──────── Provided records

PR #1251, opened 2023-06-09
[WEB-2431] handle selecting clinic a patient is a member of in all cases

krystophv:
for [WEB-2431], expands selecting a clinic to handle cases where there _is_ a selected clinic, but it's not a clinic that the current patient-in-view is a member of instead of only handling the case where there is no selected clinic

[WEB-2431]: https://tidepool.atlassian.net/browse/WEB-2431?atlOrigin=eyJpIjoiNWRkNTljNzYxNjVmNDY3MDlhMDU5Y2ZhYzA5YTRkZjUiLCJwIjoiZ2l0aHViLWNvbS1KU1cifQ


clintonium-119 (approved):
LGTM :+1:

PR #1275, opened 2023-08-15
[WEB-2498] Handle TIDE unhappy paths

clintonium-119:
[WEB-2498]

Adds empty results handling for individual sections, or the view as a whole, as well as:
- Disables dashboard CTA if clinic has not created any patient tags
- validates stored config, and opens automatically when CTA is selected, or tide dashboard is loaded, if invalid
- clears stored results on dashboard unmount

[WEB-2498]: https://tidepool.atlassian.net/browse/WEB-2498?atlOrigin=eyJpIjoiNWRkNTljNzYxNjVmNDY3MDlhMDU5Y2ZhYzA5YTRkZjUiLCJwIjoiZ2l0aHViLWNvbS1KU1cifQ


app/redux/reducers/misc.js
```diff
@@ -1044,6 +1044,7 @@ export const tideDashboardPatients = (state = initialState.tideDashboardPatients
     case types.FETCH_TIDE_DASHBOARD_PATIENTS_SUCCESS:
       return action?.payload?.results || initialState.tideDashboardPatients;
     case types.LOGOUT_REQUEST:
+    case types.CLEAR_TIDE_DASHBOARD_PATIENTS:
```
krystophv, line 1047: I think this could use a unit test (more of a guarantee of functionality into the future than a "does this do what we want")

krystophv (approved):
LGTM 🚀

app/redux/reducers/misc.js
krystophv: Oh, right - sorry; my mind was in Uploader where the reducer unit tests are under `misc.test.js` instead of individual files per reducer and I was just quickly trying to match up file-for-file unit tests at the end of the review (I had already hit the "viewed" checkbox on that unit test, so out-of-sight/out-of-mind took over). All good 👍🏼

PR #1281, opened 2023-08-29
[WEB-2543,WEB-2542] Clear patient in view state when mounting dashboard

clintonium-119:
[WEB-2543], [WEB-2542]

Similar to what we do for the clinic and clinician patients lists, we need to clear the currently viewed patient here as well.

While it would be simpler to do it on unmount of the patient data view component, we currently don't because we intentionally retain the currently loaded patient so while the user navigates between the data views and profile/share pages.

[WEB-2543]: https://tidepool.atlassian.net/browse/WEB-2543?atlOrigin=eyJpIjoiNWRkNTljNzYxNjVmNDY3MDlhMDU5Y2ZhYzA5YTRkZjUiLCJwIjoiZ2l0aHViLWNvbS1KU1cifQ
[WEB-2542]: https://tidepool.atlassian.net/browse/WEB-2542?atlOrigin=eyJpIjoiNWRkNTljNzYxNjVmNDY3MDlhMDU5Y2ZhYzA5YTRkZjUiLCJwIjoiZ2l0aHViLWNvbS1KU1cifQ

────────────────
──────── Provided records

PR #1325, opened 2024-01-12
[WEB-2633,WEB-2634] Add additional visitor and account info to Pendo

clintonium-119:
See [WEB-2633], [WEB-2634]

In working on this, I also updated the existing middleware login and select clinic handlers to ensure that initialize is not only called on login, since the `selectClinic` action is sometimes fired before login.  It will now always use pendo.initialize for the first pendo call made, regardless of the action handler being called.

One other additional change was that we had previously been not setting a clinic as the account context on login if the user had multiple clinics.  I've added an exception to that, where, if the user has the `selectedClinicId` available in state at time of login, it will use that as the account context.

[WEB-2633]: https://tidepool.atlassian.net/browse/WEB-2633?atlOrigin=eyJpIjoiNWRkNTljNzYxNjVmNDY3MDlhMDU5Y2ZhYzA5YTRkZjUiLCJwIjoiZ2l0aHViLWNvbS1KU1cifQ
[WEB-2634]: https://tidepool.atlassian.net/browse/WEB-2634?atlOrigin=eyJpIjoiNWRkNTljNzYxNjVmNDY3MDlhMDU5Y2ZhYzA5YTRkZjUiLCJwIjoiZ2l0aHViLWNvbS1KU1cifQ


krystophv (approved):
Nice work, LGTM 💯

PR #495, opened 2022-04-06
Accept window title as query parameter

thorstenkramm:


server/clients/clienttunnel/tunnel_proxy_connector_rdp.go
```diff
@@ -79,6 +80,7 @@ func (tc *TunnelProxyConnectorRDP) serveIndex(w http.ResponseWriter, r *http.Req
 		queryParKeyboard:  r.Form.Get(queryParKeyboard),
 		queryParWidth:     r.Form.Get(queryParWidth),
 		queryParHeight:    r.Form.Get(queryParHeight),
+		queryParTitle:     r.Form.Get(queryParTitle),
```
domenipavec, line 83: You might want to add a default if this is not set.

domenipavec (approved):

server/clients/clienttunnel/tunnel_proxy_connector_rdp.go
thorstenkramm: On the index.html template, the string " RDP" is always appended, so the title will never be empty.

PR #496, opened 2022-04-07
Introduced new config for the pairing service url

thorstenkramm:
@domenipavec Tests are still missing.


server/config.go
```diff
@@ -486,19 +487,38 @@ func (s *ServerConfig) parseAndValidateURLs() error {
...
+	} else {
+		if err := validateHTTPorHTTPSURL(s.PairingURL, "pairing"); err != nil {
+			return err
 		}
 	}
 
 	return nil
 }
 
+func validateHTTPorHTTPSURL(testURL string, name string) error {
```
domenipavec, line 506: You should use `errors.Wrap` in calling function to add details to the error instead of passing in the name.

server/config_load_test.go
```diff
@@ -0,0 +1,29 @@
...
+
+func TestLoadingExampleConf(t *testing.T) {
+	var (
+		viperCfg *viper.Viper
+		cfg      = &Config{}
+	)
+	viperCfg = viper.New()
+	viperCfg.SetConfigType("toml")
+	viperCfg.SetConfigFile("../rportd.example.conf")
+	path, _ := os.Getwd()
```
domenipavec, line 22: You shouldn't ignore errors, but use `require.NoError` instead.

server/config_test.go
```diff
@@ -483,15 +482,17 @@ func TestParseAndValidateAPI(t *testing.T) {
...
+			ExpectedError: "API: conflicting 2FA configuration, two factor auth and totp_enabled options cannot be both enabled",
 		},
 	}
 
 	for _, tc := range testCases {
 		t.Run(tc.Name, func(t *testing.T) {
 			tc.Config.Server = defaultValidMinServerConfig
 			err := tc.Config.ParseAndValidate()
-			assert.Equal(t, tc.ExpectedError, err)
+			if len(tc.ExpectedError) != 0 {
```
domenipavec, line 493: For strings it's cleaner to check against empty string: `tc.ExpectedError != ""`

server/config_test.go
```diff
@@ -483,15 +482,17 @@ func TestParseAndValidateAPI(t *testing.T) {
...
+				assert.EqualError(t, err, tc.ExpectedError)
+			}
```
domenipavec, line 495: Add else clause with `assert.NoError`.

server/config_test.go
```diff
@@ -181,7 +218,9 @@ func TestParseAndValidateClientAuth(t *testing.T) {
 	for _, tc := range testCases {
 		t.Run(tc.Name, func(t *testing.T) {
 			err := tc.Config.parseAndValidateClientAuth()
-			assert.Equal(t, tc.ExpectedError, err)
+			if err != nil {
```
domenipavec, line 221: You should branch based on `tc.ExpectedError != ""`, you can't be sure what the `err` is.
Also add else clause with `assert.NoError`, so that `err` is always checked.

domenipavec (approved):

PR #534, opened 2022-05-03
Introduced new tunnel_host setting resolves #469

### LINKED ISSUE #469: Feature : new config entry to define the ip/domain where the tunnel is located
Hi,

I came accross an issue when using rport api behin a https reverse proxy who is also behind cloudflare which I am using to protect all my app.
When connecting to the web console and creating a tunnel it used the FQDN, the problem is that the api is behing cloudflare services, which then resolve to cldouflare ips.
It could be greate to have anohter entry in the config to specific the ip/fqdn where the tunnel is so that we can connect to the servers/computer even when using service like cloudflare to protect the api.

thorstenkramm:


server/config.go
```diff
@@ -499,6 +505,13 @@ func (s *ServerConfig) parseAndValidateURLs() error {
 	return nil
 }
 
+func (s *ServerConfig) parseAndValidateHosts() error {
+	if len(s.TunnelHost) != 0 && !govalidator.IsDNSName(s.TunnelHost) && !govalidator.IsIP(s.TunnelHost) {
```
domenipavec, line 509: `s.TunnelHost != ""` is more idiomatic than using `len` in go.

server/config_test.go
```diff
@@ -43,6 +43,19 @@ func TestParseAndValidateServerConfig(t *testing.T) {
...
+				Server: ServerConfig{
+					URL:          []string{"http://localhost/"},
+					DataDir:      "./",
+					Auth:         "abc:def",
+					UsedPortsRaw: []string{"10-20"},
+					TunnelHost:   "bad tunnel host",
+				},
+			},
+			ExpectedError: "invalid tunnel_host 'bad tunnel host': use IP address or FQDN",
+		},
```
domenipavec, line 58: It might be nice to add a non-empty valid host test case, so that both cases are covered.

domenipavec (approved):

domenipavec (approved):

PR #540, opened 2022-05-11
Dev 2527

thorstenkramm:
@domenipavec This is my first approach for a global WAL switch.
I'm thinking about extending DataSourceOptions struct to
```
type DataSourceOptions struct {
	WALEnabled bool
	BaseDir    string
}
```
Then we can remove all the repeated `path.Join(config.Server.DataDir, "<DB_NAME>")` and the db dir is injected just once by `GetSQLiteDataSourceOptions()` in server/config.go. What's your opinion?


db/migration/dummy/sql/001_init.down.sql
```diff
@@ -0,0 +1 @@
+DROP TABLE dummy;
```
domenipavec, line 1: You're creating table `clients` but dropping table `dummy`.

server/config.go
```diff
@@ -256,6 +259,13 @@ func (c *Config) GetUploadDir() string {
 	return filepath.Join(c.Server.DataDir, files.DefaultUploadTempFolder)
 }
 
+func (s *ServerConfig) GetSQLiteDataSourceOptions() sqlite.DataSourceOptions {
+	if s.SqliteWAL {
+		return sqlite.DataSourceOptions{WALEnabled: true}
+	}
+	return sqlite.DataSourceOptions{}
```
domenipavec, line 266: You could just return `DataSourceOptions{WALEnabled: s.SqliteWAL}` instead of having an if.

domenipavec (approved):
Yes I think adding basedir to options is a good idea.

────────────────

## Problem to solve
The answer needed is a single number: how many lines in the records above hold the string "tideDashboardPatients". Please write nothing else.

## Solution
2